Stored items
>>>
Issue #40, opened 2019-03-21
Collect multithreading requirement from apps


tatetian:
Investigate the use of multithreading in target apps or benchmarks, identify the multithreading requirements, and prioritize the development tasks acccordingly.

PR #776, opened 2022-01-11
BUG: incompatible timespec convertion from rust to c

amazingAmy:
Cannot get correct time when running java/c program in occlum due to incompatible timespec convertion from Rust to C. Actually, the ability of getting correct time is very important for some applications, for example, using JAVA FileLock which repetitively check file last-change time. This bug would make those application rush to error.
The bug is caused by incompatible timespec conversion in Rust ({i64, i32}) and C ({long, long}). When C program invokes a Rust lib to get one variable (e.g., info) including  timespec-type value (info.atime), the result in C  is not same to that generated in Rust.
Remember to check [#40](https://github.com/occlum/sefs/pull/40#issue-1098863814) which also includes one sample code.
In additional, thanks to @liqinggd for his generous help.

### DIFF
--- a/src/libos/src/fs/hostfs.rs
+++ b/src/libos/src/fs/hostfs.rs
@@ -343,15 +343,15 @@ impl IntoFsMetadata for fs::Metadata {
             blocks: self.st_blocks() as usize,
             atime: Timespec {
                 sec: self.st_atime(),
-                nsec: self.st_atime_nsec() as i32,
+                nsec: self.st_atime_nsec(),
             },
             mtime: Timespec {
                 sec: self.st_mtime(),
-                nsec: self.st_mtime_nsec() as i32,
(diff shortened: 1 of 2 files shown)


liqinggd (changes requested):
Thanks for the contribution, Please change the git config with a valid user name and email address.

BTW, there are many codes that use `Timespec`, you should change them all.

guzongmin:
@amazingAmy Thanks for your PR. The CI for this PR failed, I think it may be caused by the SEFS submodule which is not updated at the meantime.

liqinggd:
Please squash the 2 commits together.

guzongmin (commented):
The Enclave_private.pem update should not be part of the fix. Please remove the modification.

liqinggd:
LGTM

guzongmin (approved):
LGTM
<<<
What to produce:
The required output is every line of the entries, starting at the one that contains "nsec: self.st_mtime_nsec() as" and ending at the last, copied exactly.

Answer to this exercise:
-                nsec: self.st_mtime_nsec() as i32,
(diff shortened: 1 of 2 files shown)


liqinggd (changes requested):
Thanks for the contribution, Please change the git config with a valid user name and email address.

BTW, there are many codes that use `Timespec`, you should change them all.

guzongmin:
@amazingAmy Thanks for your PR. The CI for this PR failed, I think it may be caused by the SEFS submodule which is not updated at the meantime.

liqinggd:
Please squash the 2 commits together.

guzongmin (commented):
The Enclave_private.pem update should not be part of the fix. Please remove the modification.

liqinggd:
LGTM

guzongmin (approved):
LGTM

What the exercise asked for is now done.